Is it expected to clean up the alloc directory immediately after the workload is completed/failed?
When testing with new job configurations, some of the jobs fail, and we cannot triage them due to a lack of alloc logs. The click of alloc files on UI takes me to a 404 page. Losing access to all log files makes it difficult to triage the issue.
This issue makes things even worst if the restart & reschedule are set to 0.
So, Is there a way to preserve the alloc dir after the alloc ends? Is it something misconfiguration with the client?
Hi @krundru the cleanup of allocations sandboxes is tunable via client configuration, look for the options starting with
However considering your allocations are so recent, I’m wondering if it’s actually a problem with the setting up the sandbox in the first place - e.g. failing to download an image or something like that. You can look at the
Recent Events of the allocation to see what’s going on there, e.g.
➜ nomad alloc status 26 | grep -A5 "Recent Events"
Time Type Description
2022-11-07T09:46:37-06:00 Alloc Unhealthy Unhealthy because of failed task
2022-11-07T09:46:33-06:00 Not Restarting Exceeded allowed attempts 2 in interval 30m0s and mode is "fail"
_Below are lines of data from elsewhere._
PR #36348, opened 2024-11-03
[ICD] Shutdown icd client storage when destroying android controller

### LINKED ISSUE #36346: [BUG] Reinitializing ChipController on Android faults in ICDClientStorage
### Reproduction steps

@yunhanw-google 
My Android app supports multiple homes, when I switch homes I need to make another ChipController object because I have to initialize using a different operational key. Now when I make the second controller I am faulting in the ICD code. I have no ICD specific code in my Android app. I don't explicitly delete the first controller instance, I was relying on garbage collection to recover it so there will be two controller instances around until that happens. This is code which had been working for several years.  Do I have to do something special now for ICD support? 

Note that I am a little bit behind head (Aug 27), if this has been fixed I can update. But I looked in the git logs and didn't see anything that looked like a fix.
~~~
2024-11-01 23:33:00.500 30717-30717 AndroidRuntime          com.lowpan.m2                        E  FATAL EXCEPTION: main (Ask Gemini)
                                                                                                    Process: com.lowpan.m2, PID: 30717
                                                                                                    chip.devicecontroller.ChipDeviceControllerException: src/app/icd/client/DefaultICDClientStorage.cpp:159: CHIP Error 0x00000003: Incorrect state
                                                                                                    	at chip.devicecontroller.ChipDeviceController.newDeviceController(Native Method)
                                                                                                    	at chip.devicecontroller.ChipDeviceController.<init>(ChipDeviceController.java:69)
                                                                                                    	at com.lowpan.m2.chip.ChipClient$1$1.emit(ChipClient.kt:196)
                                                                                                    	at com.lowpan.m2.chip.ChipClient$1$1.emit(ChipClient.kt:96)
                                                                                                    	at kotlinx.coroutines.flow.StateFlowImpl.collect(StateFlow.kt:396)
                                                                                                    	at kotlinx.coroutines.flow.StateFlowImpl$collect$1.invokeSuspend(Unknown Source:15)
                                                                                                    	at kotlin.coroutines.jvm.internal.BaseContinuationImpl.resumeWith(ContinuationImpl.kt:33)
                                                                                                    	at kotlinx.coroutines.DispatchedTask.run(DispatchedTask.kt:108)
                                                                                                    	at android.os.Handler.handleCallback(Handler.java:959)
                                                                                                    	at android.os.Handler.dispatchMessage(Handler.java:100)
                                                                                                    	at android.os.Looper.loopOnce(Looper.java:232)
                                                                                                    	at android.os.Looper.loop(Looper.java:317)
                                                                                                    	at android.app.ActivityThread.main(ActivityThread.java:8705)
                                                                                                    	at java.lang.reflect.Method.invoke(Native Method)
                                                                                                    	at com.android.internal.os.RuntimeInit$MethodAndArgsCaller.run(RuntimeInit.java:580)
                                                                                                    	at com.android.internal.os.ZygoteInit.main(ZygoteInit.java:886)
~~~

~~~
                    chipDeviceController = ChipDeviceController(
                        ControllerParams.newBuilder(operationalKeyConfig()).setUdpListenPort(0)
                            .setControllerVendorId(Lowpan.COMPANY).build()
                    ).also { chipDeviceController ->
~~~

### Bug prevalence

always

ea679d2dc674f576f4d391d1d71af1489010e580

### Platform

android

### Platform Version(s)

_No response_

### Anything else?

_No response_

yunhanw-google:
Summary: In android controller , DefaultICDClientStorage has been handled as static instance, which is reused across multiple controllers, without this PR, it would crash when second controller reinitialize the ICDClientStorage

In order to resolve this issue, we need shutdown icd client storage when destroying android controller

fixes: https://github.com/project-chip/connectedhomeip/issues/36346

### DIFF
--- a/src/app/icd/client/DefaultICDClientStorage.cpp
+++ b/src/app/icd/client/DefaultICDClientStorage.cpp
@@ -542,5 +542,14 @@ CHIP_ERROR DefaultICDClientStorage::ProcessCheckInPayload(const ByteSpan & paylo
     iterator->Release();
     return CHIP_ERROR_NOT_FOUND;
 }
+
+void DefaultICDClientStorage::Shutdown()
+{
+    mICDClientInfoIterators.ReleaseAll();
+    mpClientInfoStore = nullptr;
+    mpKeyStore        = nullptr;
+    mFabricList.clear();
+}
+
 } // namespace app
 } // namespace chip
--- a/src/app/icd/client/DefaultICDClientStorage.h
+++ b/src/app/icd/client/DefaultICDClientStorage.h
@@ -119,10 +119,10 @@ public:
 
     CHIP_ERROR ProcessCheckInPayload(const ByteSpan & payload, ICDClientInfo & clientInfo,
                                      Protocols::SecureChannel::CounterType & counter) override;
-    
+
     /**
      * Shutdown DefaultICDClientStorage
-     * 
+     *
      */
     void Shutdown();
 
--- a/src/app/icd/client/DefaultICDClientStorage.h
+++ b/src/app/icd/client/DefaultICDClientStorage.h
@@ -119,6 +119,12 @@ public:
 
     CHIP_ERROR ProcessCheckInPayload(const ByteSpan & payload, ICDClientInfo & clientInfo,
                                      Protocols::SecureChannel::CounterType & counter) override;
+    
+    /**
+     * Shutdown DefaultICDClientStorage
+     * 
+     */
+    void Shutdown();
 
 #if CONFIG_BUILD_FOR_HOST_UNIT_TEST
     size_t GetFabricListSize() { return mFabricList.size(); }
--- a/src/app/icd/client/DefaultICDClientStorage.h
+++ b/src/app/icd/client/DefaultICDClientStorage.h
@@ -121,7 +121,7 @@ public:
                                      Protocols::SecureChannel::CounterType & counter) override;
 
     /**
-     * Shutdown DefaultICDClientStorage
+     * Shut down DefaultICDClientStorage
      *
      */
     void Shutdown();
--- a/src/controller/java/AndroidDeviceControllerWrapper.cpp
+++ b/src/controller/java/AndroidDeviceControllerWrapper.cpp
@@ -50,6 +50,7 @@ using namespace TLV;
 
 AndroidDeviceControllerWrapper::~AndroidDeviceControllerWrapper()
 {
+    getICDClientStorage()->Shutdown();
     mController->Shutdown();
 
     if (mKeypairBridge != nullptr)


drempelg (approved):

src/app/icd/client/DefaultICDClientStorage.cpp
```diff
@@ -161,7 +161,13 @@ void DefaultICDClientStorage::ICDClientInfoIteratorImpl::Release()
 CHIP_ERROR DefaultICDClientStorage::Init(PersistentStorageDelegate * clientInfoStore, Crypto::SymmetricKeystore * keyStore)
 {
     VerifyOrReturnError(clientInfoStore != nullptr && keyStore != nullptr, CHIP_ERROR_INVALID_ARGUMENT);
+    if (mpClientInfoStore != nullptr && mpKeyStore != nullptr)
```
arkq, line 164: nit: Maybe use `VerifyOrReturnValue` to follow the convention of params checking.

arkq (approved):

src/app/icd/client/DefaultICDClientStorage.cpp
yunhanw-google: prefer to keep the current style for multiple check here for readability consideration.

bzbarsky-apple (approved):

src/app/icd/client/DefaultICDClientStorage.cpp
```diff
@@ -161,7 +161,13 @@ void DefaultICDClientStorage::ICDClientInfoIteratorImpl::Release()
 CHIP_ERROR DefaultICDClientStorage::Init(PersistentStorageDelegate * clientInfoStore, Crypto::SymmetricKeystore * keyStore)
 {
     VerifyOrReturnError(clientInfoStore != nullptr && keyStore != nullptr, CHIP_ERROR_INVALID_ARGUMENT);
+    if (mpClientInfoStore != nullptr && mpKeyStore != nullptr && mpClientInfoStore == clientInfoStore && mpKeyStore == keyStore)
+    {
+        ChipLogProgress(ICD, "DefaultICDClientStorage has already been initialized");
```
bzbarsky-apple, line 166: Though realistically: the right response to multiple calls on `Init()` on an object is to error out of all but the first, because clearly the API consumer is just completely confused.  So actually, I don't understand why we would want to make this change.

bzbarsky-apple (changes requested):

src/app/icd/client/DefaultICDClientStorage.cpp
yunhanw-google: yes, I agree I think we may introduce a function call IsInitialized() and a state(Uninitialized/Initialized)for ICDClientStorage, it seems to be more natural to me
just update the code to reflect this proposal

src/controller/java/AndroidDeviceControllerWrapper.cpp
```diff
@@ -184,13 +184,16 @@ AndroidDeviceControllerWrapper * AndroidDeviceControllerWrapper::AllocateNew(
         chip::Credentials::SetDeviceAttestationVerifier(GetDefaultDACVerifier(testingRootStore));
     }
 
-    *errInfoOnFailure = getICDClientStorage()->Init(wrapperStorage, &wrapper->mSessionKeystore);
-    if (*errInfoOnFailure != CHIP_NO_ERROR)
+    auto icdStorage = getICDClientStorage();
+    if (icdStorage != nullptr && !(icdStorage->IsInitialized()))
```
bzbarsky-apple, line 188: OK, but what if the wrapper's storage and keystore don't match the existing ones on the icdStorage?  How is this supposed to work?

yunhanw-google: we don't support changing wrapper's storage and keystore, right?

bzbarsky-apple: > we don't support changing wrapper's storage and keystore, right?

I don't know; the wrapper is part of the Android API and I am not familiar with it.  

But if there are two calls to `AndroidDeviceControllerWrapper::AllocateNew`, won't those have different `wrapperStorage` and `&wrapper->mSessionKeystore` values?  Is calling `AllocateNew` twice just not supported?  But this whole issue that this PR is claiming to fix seems to be about "across multiple controoler
 [sic]", which means multiple calls to `AndroidDeviceControllerWrapper::AllocateNew`, I would think.

Let me put it this way: at this point, short of an actual test exercising this code in the scenario of https://github.com/project-chip/connectedhomeip/issues/36346, I don't believe this fixes https://github.com/project-chip/connectedhomeip/issues/36346 at all.

src/app/icd/client/DefaultICDClientStorage.cpp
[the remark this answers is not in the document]
yunhanw-google: Just update code to shutdown icd client storage when destroying android controller

src/app/icd/client/DefaultICDClientStorage.cpp
yunhanw-google: Just update code to shutdown icd client storage when destroying android controller, thanks

src/controller/java/AndroidDeviceControllerWrapper.cpp
yunhanw-google: Just update code to shutdown icd client storage when destroying android controller, thanks

src/app/icd/client/DefaultICDClientStorage.h
```diff
@@ -120,6 +120,12 @@ class DefaultICDClientStorage : public ICDClientStorage
     CHIP_ERROR ProcessCheckInPayload(const ByteSpan & payload, ICDClientInfo & clientInfo,
                                      Protocols::SecureChannel::CounterType & counter) override;
 
+    /**
+     * Shutdown DefaultICDClientStorage
```
bzbarsky-apple, line 124:
```suggestion
     * Shut down DefaultICDClientStorage
```

bzbarsky-apple (approved):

2022-11-07T09:46:33-06:00 Driver Failure Failed to pull `shoenig/simple-http:does-not-exist`: API error (404): manifest for shoenig/simple-http:does-not-exist not found: manifest unknown: manifest unknown
2022-11-07T09:46:32-06:00 Driver Downloading image
 client Stanza - Agent Configuration | Nomad | HashiCorp Developer
thanks @seth.hoenig for responding on this issue.
Couple of things are,
This is a real nomad cluster with client running on AWS EC2 instance and we didn’t specific any gc configurations for client.
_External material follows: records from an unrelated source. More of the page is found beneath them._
Issue #1152, opened 2021-05-16
[BUG] SVG Attributes 


KirdesMF:
This issue is related to #1150

First, I don't know if it's really needed to fill a bug report. Let me know if there is something wrong.
I should have checked when I made the PR #1151

there is others svg attributes that should be in the camelCase array

I realised that after trying to animate a svg pattern https://codesandbox.io/s/magical-williams-i8vv2?file=/src/styles.css

![image](https://user-images.githubusercontent.com/54989552/118400936-001fc900-b664-11eb-85d8-32068fae93dd.png)

Here is the list of camelCase svg attribute

- allowReorder
- attributeName
- attributeType
- autoReverse
- baseFrequency
- baseProfile
- calcMode
- clipPathUnits
- contentScriptType
- contentStyleType
- diffuseConstant
- edgeMode
- externalResourcesRequired
- filterRes
- filterUnits
- glyphRef
- gradientTransform
- gradientUnits
- kernelMatrix
- kernelUnitLength
- keyPoints
- keySplines
- keyTimes
- lengthAdjust
- limitingConeAngle
- markerHeight
- markerUnits
- markerWidth
- maskContentUnits
- maskUnits
- patternContentUnits
- patternTransform
- patternUnits
- pointsAtX
- pointsAtY
- pointsAtZ
- preserveAlpha
- preserveAspectRatio
- primitiveUnits
- repeatCount
- repeatDur
- requiredExtensions
- requiredFeatures
- specularConstant
- specularExponent
- spreadMethod
- startOffset
- stdDeviation
- stitchTiles
- surfaceScale
- systemLanguage
- tableValues
- textLength
- viewBox
- viewTarget
- xChannelSelector
- yChannelSelector

rijk:
I ran into this issue while trying to animate `startOffset`, it is still present in `framer-motion@6.3.3`.

willhindson:
Also a problem for me — it's animating the non-property "start-offset" instead of startOffset

PCPbiscuit:
I've created a PR which adds missing most used animated camel case svg attributes

rijk:
That will not get merged, [other people have done that already](https://github.com/framer/motion/pull/1153) and it was rejected due to bundle size.

If we were to solve this, it would have to be with a [solution like this](https://github.com/framer/motion/pull/1153#issuecomment-1135736249) that doesn't require a hardcoded list of attributes.

PR #1153, opened 2021-05-16
update list of camel case svg attributes

KirdesMF:
#1152 
it should be good now


KirdesMF:
https://codesandbox.io/s/framer-motion-simple-animation-forked-j53vx?file=/src/Example.tsx

mattgperry:
Thanks for this. I'm wondering though, given how obscure all these attr names are, if there's a way we could get rid of the array altogether.

rijk:
@mattgperry could we merge this in the meantime? Because it's currently not possible to animate these properties.

rijk:
Hm, I found that monkey patching this array didn't fix the issue for me.. Debugging, it seems `renderSVG` is not called at all? 🤔

mattgperry:
@rijk Is this still true with the latest version of Motion? Which element and attribute were you animating? 

Closing this out though as I'd rather these quite obscure props weren't animatable than add the extra bundlesize.

rijk:
Hi @mattgperry ! Yup, I am using `6.3.3` and it was not working. I was trying to animate `startOffset` for the scroll-triggered marquee text [on this site](https://made-baron.vercel.app). But when I tried to do this:

```jsx
<motion.textPath href="#path" startOffset={offset}>
  {children}
</motion.textPath>
```

it didn't work because it incorrectly converts the attribute to `start-offset`. So I had to resort to this:

```ts
useEffect(() => {
  return pathOffset.onChange((v) => {
    path.current?.setAttribute('startOffset', v)
  })
}, [])
```

which works but I think doesn't perform as well.

rijk:
Very annoying that the SVG attributes [are so inconsistent](https://developer.mozilla.org/en-US/docs/Web/SVG/Attribute).. I was thinking you could maybe assume camelCase when in an SVG context, but `glyph-orientation-vertical` vs `glyphRef`, `marker-start` vs `markerWidth`.. there is no logic to the naming it seems they just flipped a coin 🤔

**Edit:** ahh, the dash-case ones are apparently what they call "[Presentation attributes](https://developer.mozilla.org/en-US/docs/Web/SVG/Attribute#presentation_attributes)". That is why they are not camelCased:

>  SVG presentation attributes are CSS properties that can be used as attributes on SVG elements.

rijk:
So knowing this, I think a way to do it without bloating the bundle with a hardcoded list is to default to camelCase for SVG, and only use dash-case (not sure what the official name for that is) for these CSS presentational attributes;

```js
const svg = document.createElement('svg')
const key = attribute in svg.style ? property : camelCase(attribute)
```

Or more to the point of [the code](https://github.com/framer/motion/blob/f39eb0730d75ada35437e20dd8cff8284030f7eb/packages/framer-motion/src/render/svg/visual-element.ts#L28):

```js
key = camelToDash(key) in domElement.style ? camelToDash(key) : key
```

mattgperry:
That's very clever. I wonder how it can be done with SSR in mind. I think this is a good starting place though.

rijk:
Aren’t these functions (get/set current animation value) by their nature only run on the client?

mattgperry:
Yeah but off the top of my head we also output JSX to SSR the initial state

PR #1157, opened 2021-05-17
Remove hover event supression during layout measurements

mattgperry:
From testing, hover events don't fire if an element moves from under the element. I remember there was an effect like this in Framer but fundamentally they don't. So in this PR we remove this, if this kind of effect causes more issues we can find an alternative fix for the actual problem.


hemlok (approved):
👍

PR #1162, opened 2021-05-18
Update 'static.framer.com' references in Markdown files

koenrh:
We are moving away from serving unmanaged files on the `framer.com` domain, part of which is migrating content from `static.framer.com` to `misc.framerstatic.com`. The old links will keep on working through a 302 redirect, but let's update all the links anyway.

Ref: https://github.com/framer/company/issues/20653


mattgperry (approved):

mattgperry:
Nice one thanks for this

When looked at the Disk usage, I found 92% used and left with 650MB free space. Do you think this is the reason?
That is exactly the issue, Nomad will by default start garbage collecting allocations immediately if the clients disk is above 80%.
You’ll see a similar log entry to this when it’s happening:
client.gc: garbage collecting allocation: alloc_id=118a22a8-c186-546e-0f84-a1eb46a5d9d4 reason="disk usage of 83 is over gc threshold of 80"
The threshold for this can be managed using client Stanza - Agent Configuration | Nomad | HashiCorp Developer
Hope that helps.